Há dias, um artigo de jornal referia a nova mudança estratégica da turca. O rumo que a Turquia tem vindo a tomar não deixa de ser nebuloso. Nos últimos anos, o governo de Erdogan, suportado pela "nova classe média piedosa" (em oposição às elites laicistas), sobreviveu a tentativas de golpes de estado, de proibição do partido, de conspirações, saindo reforçado dos sucessivos actos eleitorais. A tentativa de liberalizar o uso do véu nos espaços públicos terá sido a polémica mais mediática entre as duas grandes facções políticas. O que é certo é que ao crescimento económico do país, ditado pela nova classe de empreendedores, muitos provenientes da Anatólia, nota-se uma tentativa de moderar o laicismo e o poder dos militares, autêntica espada de Dâmocles sobre a cabeça dos governantes que se desviem do Kemalismo, perfeito totem ideológico do país.
O arrefecimento da vontade de entrar na União Europeia, o congelamento das relações com Israel e a aproximação aos vizinhos do Médio Oriente, como a Síria, assim como algum apadrinhamento das regiões balcânicas predominantemente muçulmanas, revela que a Turquia tomou um novo rumo, recuando aos tempos pré-Ataturk, recordando as origens. Pretende ser a potência da sua região, um pouco à imagem da Rússia. A diferença desta é que o seu raio de acção é muito maior, e no pós-comunismo tenta afirmar-se aglutinando a herança dos czares e a da URSS. Na Turquia, o kemalismo permanece, mas junta-se-lhe agora um revivalismo neo-otomano. aliás, não se percebe bem se se quererá fazer uma quadratura do círculo juntando as duas tendências opostas, ou se uma acabará por suplantar a outra.
É aqui que reside o interesse: saber se a Turquia seguirá o caminho dos últimos oitenta anos ou se quer voltar às origens que a tornaram num império colossal e temido. Pode optar pela primeira linha, aquela que tem sido rigorosamente vigiada pelos militares (que para isso já recorreram a golpes de estado, sendo que o último falhou, e os responsáveis está detidos), e tentar um novo rumo externo, tomando a dianteira do bloco do Médio Oriente, mais do que o Irão, com quem sempre teve uma relação conflituosa, e de parte dos Balcãs, coisa que os sempre inimigos gregos não a verão com bons olhos.

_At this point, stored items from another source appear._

PR #906, opened 2023-03-29
avoid installing __pycache__ directories

minrk:
the current prometheus wheels include `__pycache__` directories in their package data files.

### DIFF
--- a/MANIFEST.in
+++ b/MANIFEST.in
@@ -1,2 +1,4 @@
-recursive-include tests *
-prune tests/__pycache__
+graft tests
+global-exclude *.py[cod]
+prune __pycache__
+prune */__pycache__


csmarchbanks (approved):
Thanks! When I am testing this out it appears to work for the source distribution, and I am still seeing the various compiled python files added to the wheel. It appears that MANIFEST.in only applies to the source distribution.

I am happy to merge this as it is a definite improvement but do you want to take a stab at that as well? If not I will work on adding some methods for cleaning the repo before building for the next release.

minrk:
How do you build your wheels? I couldn't find it to test with. I tested with the current standard `python3 -m build .` and it didn't include any pycache files in sdist or wheel, nor did `python3 setup.py bdist_wheel` (setuptools 65.6.3). So maybe it's less the manifest and more the release process that's doing it?

PR #277, opened 2019-01-28
Fixes contentview entity add_search_content_view

ldjebran:
test output https://github.com/SatelliteQE/robottelo/pull/6683

### DIFF
--- a/airgun/entities/contentview.py
+++ b/airgun/entities/contentview.py
@@ -77,6 +77,22 @@ class ContentViewEntity(BaseEntity):
         view.flash.assert_no_error()
         view.flash.dismiss()
 
+    def search_content_view(self, entity_name, value, assigned=True):
+        """Search a composite content view for content views with query value in assigned or
+        unassigned resources.
+        """
+        view = self.navigate_to(self, 'Edit', entity_name=entity_name)
+        assert view.content_views.is_displayed, (
+            'Could not find "Content Views" tab. '
+            'Make sure {} is composite content view'
+            .format(entity_name)
+        )
+        if assigned:
+            resource_widget = view.content_views.resources.list_remove_tab
+        else:
+            resource_widget = view.content_views.resources.add_tab
+        return resource_widget.search(value)
+
     def add_cv(self, entity_name, cv_name):
         """Add content view to selected composite content view."""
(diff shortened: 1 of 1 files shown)


oshtaier:
if that functionality is needed, please use it directly in robottelo as it has nothing to do with framework itself.

ldjebran:
@oshtaier test layer has no access to the resources view to be able to do search in that area and need to read all the content view tabs and widgets to verify only one table content (if not using this search function, we should filter by content if we need a component, that can be also hidden/overridden by the default table limit of 20 elements), sounds also not logical.

mirzal:
As for `assert view.content_views.is_displayed` - we already use that idiom in `add_cv` function, so I would let it pass.

As I understand it, the problem is that we use the same entity for content view page and for composite content view page, but these pages are not exactly the same. Possibly it would make sense to subclass composite content view entity and view out of `ContentViewEntity`? Not sure how much work it is - I guess quite a lot and that's why we didn't do it in the first place. @abalakh added `add_cv`, maybe he knows more on why things are this way.

-----------------------

As for second block - other `search_*` functions go to Content view, select version, open specific tab ("rpm Packages" etc.) and search in table that is displayed there. So it searches content that **was part of specific content view version in the past**, not content that **can be part of next version**. I wouldn't confuse these two scenarios - if both are useful, we at least need different naming convention to distinguish between them.

But we managed to do without searching in content that can be part of next version (where you have two tabs: "List/Remove" and "Add") until now. Maybe that is something that you can reasonably work around in test itself?

abalakh:
@mirzal Regarding assertion - i've done it in `add_cv` to make debugging a bit easier, simple as that. Since content view is kinda tricky entity (or more like 2 somewhat similar entities combined into one), i thought that it might be pretty common mistake at test layer to use wrong cv type, and in such case `make sure it's composite cv` sounds way better to me than some `NavigationTriesExceeded` error with long traceback.

Regarding `search_content_view` method itself - we had a meeting and decided that we don't need some special search in such case - as our intend is to fetch all available content views and pagination may hide some of them from us, then it's issue with `read`, not `search`; we should update entity's `read` to correctly handle pagination and grab all the details, not just the first page.

ldjebran:
As discussion offline, Closing this PR to implement a more general table data retrieval using pagination.

PR #280, opened 2019-01-29
quick cv fix

oshtaier:


airgun/views/contentview.py
```diff
@@ -106,7 +106,7 @@ def is_displayed(self):
 
 class ContentViewEditView(BaseLoggedInView):
     breadcrumb = BreadCrumb()
-    publish = Text("//button[contains(., 'Publish New Version')]")
+    publish = Button("Publish New Version")
```
abalakh: Any details? Change looks pretty much similar to what it was. What does it fix?

oshtaier: now it is real button with all related events, validators and etc. Can't find exact code piece, but I don't need to do it. In result, if button is not on a page, it is correctly return exception, not clicking empty place on a page

PR #284, opened 2019-02-04
Added more views and actions in entities for selectable customizable …

latran:
Added view and entity files for selectable customizable column.

### DIFF
--- a/airgun/entities/subscription.py
+++ b/airgun/entities/subscription.py
@@ -107,6 +107,23 @@ class SubscriptionEntity(BaseEntity):
         view = self.navigate_to(self, 'All')
         return view.search(value)
 
+    def filter_columns(self, columns=None):
+        """Filters column headers
+        :param columns: dict mapping column name to boolean value
+        :return: tuple of the name of the headers
+        """
+        view = self.navigate_to(self, 'All')
+        if columns is not None:
+            view.columns_filter_checkboxes.fill(columns)
+            wait_for(
+                lambda: view.table.headers is not None,
+                timeout=10,
+                delay=1,
+                handle_exception=True,
+                logger=view.logger
+            )
+        return view.table.headers
+
     def provided_products(self, entity_name, virt_who=False):
         """Read list of all products provided by subscription.
         :param entity_name: Name of subscription
--- a/airgun/views/subscription.py
+++ b/airgun/views/subscription.py
@@ -80,6 +80,54 @@ class ProductContentItemsList(GenericLocatorWidget):
         raise ReadOnlyWidgetError('Widget is read only, fill is prohibited')
 
 
+class SubscriptionColumnsFilter(GenericLocatorWidget):
+    """This is the list of interaction items for when opening up the selectable customizable
+    checkboxes"""
+
+    ITEMS_LOCATOR = "//div[@id='subscriptionTableTooltip']//li/span"
+    CHECKBOX_LOCATOR = "//div[@id='subscriptionTableTooltip']//li/span[.='{}']/preceding::input[1]"
+
+    @property
+    def is_open(self):
+        return 'tooltip-open' in self.browser.classes(self)
+
+    def open(self):
+        if not self.is_open:
+            self.click()
+
+    def close(self):
+        if self.is_open:
+            self.click()
+
+    def checkboxes(self):
+        labels = [
+            line.text
+            for line in self.browser.elements(self.ITEMS_LOCATOR)
+        ]
+        return {
+            label: Checkbox(self, locator=self.CHECKBOX_LOCATOR.format(label))
+            for label in labels
+        }
+
+    def read(self):
+        """Read values of checkboxes"""
+        self.open()
+        values = {
+            name: checkbox.read()
+            for name, checkbox in self.checkboxes.items()
+        }
+        self.close()
+        return values
+
+    def fill(self, values):
+        """Check or uncheck one of the checkboxes """
+        self.open()
+        checkboxes = self.checkboxes()
+        for name, value in values.items():
+            checkboxes[name].fill(value)
+        self.close()
+
+
 class SubscriptionListView(BaseLoggedInView, SubscriptionSearchableViewMixin):
     """List of all subscriptions."""
     table = SatSubscriptionsViewTable(
@@ -89,12 +137,15 @@ class SubscriptionListView(BaseLoggedInView, SubscriptionSearchableViewMixin):
             'Name': Text("./a"),
         }
     )
+
     add_button = Button(href='subscriptions/add')
     manage_manifest_button = Button('Manage Manifest')
     export_csv_button = Button('Export CSV')
     delete_button = Button('Delete')
     progressbar = ProgressBar('//div[contains(@class,"progress-bar-striped")]')
     confirm_deletion = DeleteSubscriptionConfirmationDialog()
+    columns_filter_checkboxes = SubscriptionColumnsFilter(
+        ".//form[div[contains(@class, 'filter')]]/div/i")
 
     @property
     def is_displayed(self):


airgun/entities/subscription.py
```diff
@@ -145,6 +145,48 @@ def delete(self, entity_name):
         self._wait_for_process_to_finish(
                 'Delete Upstream Subscription', has_manifest=True)
 
+    def read_header(self):
```
oshtaier: doesn't Table object contain information about its columns headers?

airgun/entities/subscription.py
```diff
@@ -145,6 +145,48 @@ def delete(self, entity_name):
...
+        """Read the head columns under Subscription"""
+        view = self.navigate_to(self, 'All')
+        return view.table.headers
+
+    def reset_scc(self):
```
oshtaier: that should be placed on test layer whether in test module helper or if you have only one test case for that - then in test itself

airgun/entities/subscription.py
```diff
@@ -145,6 +145,48 @@ def delete(self, entity_name):
...
+            view.req_virt_who,
+            view.type,
+            view.consumed,
+            view.entitlements]
+        for item in scc_checkbox_list:
+            if item.selected:
+                item.click()
+        view.scc_button.click()
+
+    def default_scc(self):
```
oshtaier: same here

airgun/views/subscription.py
```diff
@@ -89,13 +89,25 @@ class SubscriptionListView(BaseLoggedInView, SubscriptionSearchableViewMixin):
...
     progressbar = ProgressBar('//div[contains(@class,"progress-bar-striped")]')
     confirm_deletion = DeleteSubscriptionConfirmationDialog()
 
+    name = Checkbox(id='id')
+    sku = Checkbox(id='product_id')
+    contract = Checkbox(id='contract_number')
+    start_date = Checkbox(id='start_date')
+    end_date = Checkbox(id='end_date')
+    req_virt_who = Checkbox(id='virt_who')
+    type = Checkbox(id='type')
```
oshtaier: `type` is a reserved name, of course it is not important, but please rename that variable

airgun/entities/subscription.py
latran: I'm not too sure what you mean here.

airgun/entities/subscription.py
latran: I can only find table.headers within view = self.navigate_to(self, 'All').  If there's a better way to display the header info than this, please advise on how that is implemented.

airgun/entities/subscription.py
oshtaier: I mean that framework should not contain such helpers. If you need select any checkbox, so do it in the test directly. If you need to select all of them (I am not sure why you need it), so just do that still in the test

airgun/entities/subscription.py
oshtaier: Right
so why do you need separate method to read them?

latran: Here's my initial reasoning for needing a separate method:
1. I'm separating reading the headers and checking/unchecking the checkboxes for assertion purposes in ui_airgun/test_subscription.py
2. Expanding the test cases in the future may just need checking/unchecking the checkboxes without need of reading the headers.

After thinking about it, I see what you mean by not separating read header into a method because reason 1 and 2 wouldn't be a large blocker to include or not include the read header in there.

I'll play around with this a bit more and fix the changes based on your suggestion.

airgun/entities/subscription.py
latran: When you say "if you need to select any checkboxes, so do it in the test directly" do you mean write that in ui_airgun/test_subscription.py or where?

I only did the select all or not select all because I'm ensuring that all or no headers show up correctly based on those 2 filtering.

latran:
I redid the implementation to make it more dynamic based on dlezz's help and suggestion.

airgun/entities/subscription.py
```diff
@@ -107,6 +107,18 @@ def search(self, value):
         view = self.navigate_to(self, 'All')
         return view.search(value)
 
+    def filter_columns(self, columns=None):
+        """Filters column headers
+        :param columns: name of column header to filter by
```
mirzal: That suggests we can pass in list or tuple, which isn't really true. We need to pass in dict that contains column labels as keys and boolean values as values. Maybe `dict with column label: boolean value pairs`?

airgun/entities/subscription.py
```diff
@@ -107,6 +107,18 @@ def search(self, value):
...
+        :return: tuple of the name of the headers
+        """
+        view = self.navigate_to(self, 'All')
+        if columns is not None:
+            view.columns_filter_checkboxes.fill(columns)
+            self.browser.plugin.ensure_page_safe()
+            view = self.navigate_to(self, 'All')
```
mirzal: Is this `navigate_to` necessary? You are on `All` and as far as I can tell, interacting with columns filter can't navigate you out of that page. So it kind of looks like code that doesn't do anything useful.

I suppose you added this because this is React page and without it, your script was trying to continue too early (i.e. before table columns were changed). Would it make sense to identify which exact part of `navigate_to` stabilizes your script and add it here directly?

airgun/views/subscription.py
```diff
@@ -89,12 +134,14 @@ class SubscriptionListView(BaseLoggedInView, SubscriptionSearchableViewMixin):
...
         }
     )
+
     add_button = Button(href='subscriptions/add')
     manage_manifest_button = Button('Manage Manifest')
     export_csv_button = Button('Export CSV')
     delete_button = Button('Delete')
     progressbar = ProgressBar('//div[contains(@class,"progress-bar-striped")]')
     confirm_deletion = DeleteSubscriptionConfirmationDialog()
+    columns_filter_checkboxes = SubscriptionColumnsFilter(".//form[div[contains(@class, 'filter')]]/div/i")
```
mirzal: Personally it would make sense for me to add it above, simply because this is the first element on the page you will see going left-right, top-bottom.

But usually we don't really care about order of widgets, so you can leave it as is.

airgun/entities/subscription.py
latran: @mirzal You are correct in that assumption!  I'm still trying to figure out which part of navigate_to is used, but unable to identify the exact part of it.  This still fails from time to time as is so I do need help in this.

mirzal: I think it would be one of two places:
* [`am_i_here`](https://github.com/SatelliteQE/airgun/blob/master/airgun/navigation.py#L57) which would call [`view is_displayed`](https://github.com/SatelliteQE/airgun/blob/master/airgun/views/subscription.py#L100)
* subscription's own [`post_navigate`](https://github.com/SatelliteQE/airgun/blob/master/airgun/entities/subscription.py#L152), which eventually calls view is_displayed as well.

But `is_displayed` waits for div with id `subscriptions-table`, which - once it appears on page - does not disappear. When changing columns, React will first remove all cells in table heading one by one, then add expected set of cells, and then remove entire body of table, only to add it back (this time with new columns included). I'd say calling `self.navigate_to` doesn't actually wait for React to finish, it just delays further execution for long enough that React completes in the meantime.

As far as I know, there is no nice and clean solution. React doesn't expose internal state, so we have no way of knowing if it does something (and we should wait) or not.

One idea that comes to my mind is waiting for first row in table to have exact number of cells (which you should be able to compute based on number of columns before any action and results of changes from `checkbox.fill()`). This won't catch the case when you add and remove the same number of columns in one transaction. But I think you only care about displaying `virt-who` column, so it should suffice for now.

airgun/entities/subscription.py
latran: @mirzal 
I'll just update the comment of the param to reflect that it's a dict mapping column name to boolean value if that's alright.

airgun/entities/subscription.py
latran: I've tried those implementations before and they don't work as well as `navigate_to.`  I'm leaving it as is for now since it's working more consistently every time I've run it.

mirzal: Thanks for looking into this and trying other options as well. It's a bit unfortunate that they didn't work as well as navigation, but I take automation stability over everything else, so I'm OK with leaving it as is.

latran:
@oshtaier Can I get an approval so we can begin the merging process?

airgun/entities/subscription.py
```diff
@@ -107,6 +107,18 @@ def search(self, value):
...
+    def filter_columns(self, columns=None):
+        """Filters column headers
+        :param columns: dict mapping column name to boolean value
+        :return: tuple of the name of the headers
+        """
+        view = self.navigate_to(self, 'All')
+        if columns is not None:
+            view.columns_filter_checkboxes.fill(columns)
+            self.browser.plugin.ensure_page_safe()
+            view = self.navigate_to(self, 'All')
```
oshtaier: sorry, but we cannot submit code without exact reason, even if that block something. What issue do you have here? `StaleElementException`? We can look on alternative solutions. E.g. waiter that will check for necessary element is visible.

oshtaier:
Can you share server details with functionality? (in email)

airgun/entities/subscription.py
latran: @oshtaier yes, I encountered the `StaleElementReferenceException` here.  I've tried several solutions that was suggested while working with @ldjebran on this piece and this was the only one that worked well enough during the time.

oshtaier:
Hi @latran 

I finally looked into the issue.

1) Functionality is completely fine for automation. I thought about another filtering that is present on every page for every table. Here you have special one
2) Framework part looks good on 95%. I will provide comments later once we see that everything works properly
3) I think that we need improve test part, make it more complex, but not sure how at that moment.

According the issue. I am still in the debug. That is a problem of fundamental part of the framework. Not airgun, but widgetastic core itself.

`sleep(5)` - works
but
```
try:
except StaleElementReferenceException:
    time.sleep(0.5)
```
doesn't

```
    def filter_columns(self, columns=None):
        """Filters column headers
        :param columns: dict mapping column name to boolean value
        :return: tuple of the name of the headers
        """
        if columns is not None:
            view.columns_filter_checkboxes.fill(columns)
            sleep(5)
        return view.table.headers
```
works fine, but it is not a solution

Btw:
```
        if columns is not None:
            view.columns_filter_checkboxes.fill(columns)
```
doesn't work for me 100 times from 100 times. Probably, you have old code for navigation

latran:
@oshtaier Can the complex test be filtering and drilling into a link versus filtering and not drilling into a link?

Mas pode, para além das relações externas, querer adquirir um velho-novo cunho. Este neo-otomanismo seria o rompimento com o kemalismo que tanto veneram, e o regresso aos valores do império, incluindo os religiosos. Nesse caso, que relações teriam com a UE, em particular com a Grécia? E com os vizinhos? Mudariam a capital de novo para Istambul, em claro desafio ao Ocidente? Reergueriam o estandarte verde? Restaurariam o Califado? Retirariam a imagem de Kemal Ataturk dos locais públicos (ou seja, de toda a parte)? É difícil de dizer e mesmo improvável. Em todo o caso, seria razão para gregos, sírios e árabes se apoquentarem. E passaria a ser o argumento final dos opositores à entrada da Turquia na UE.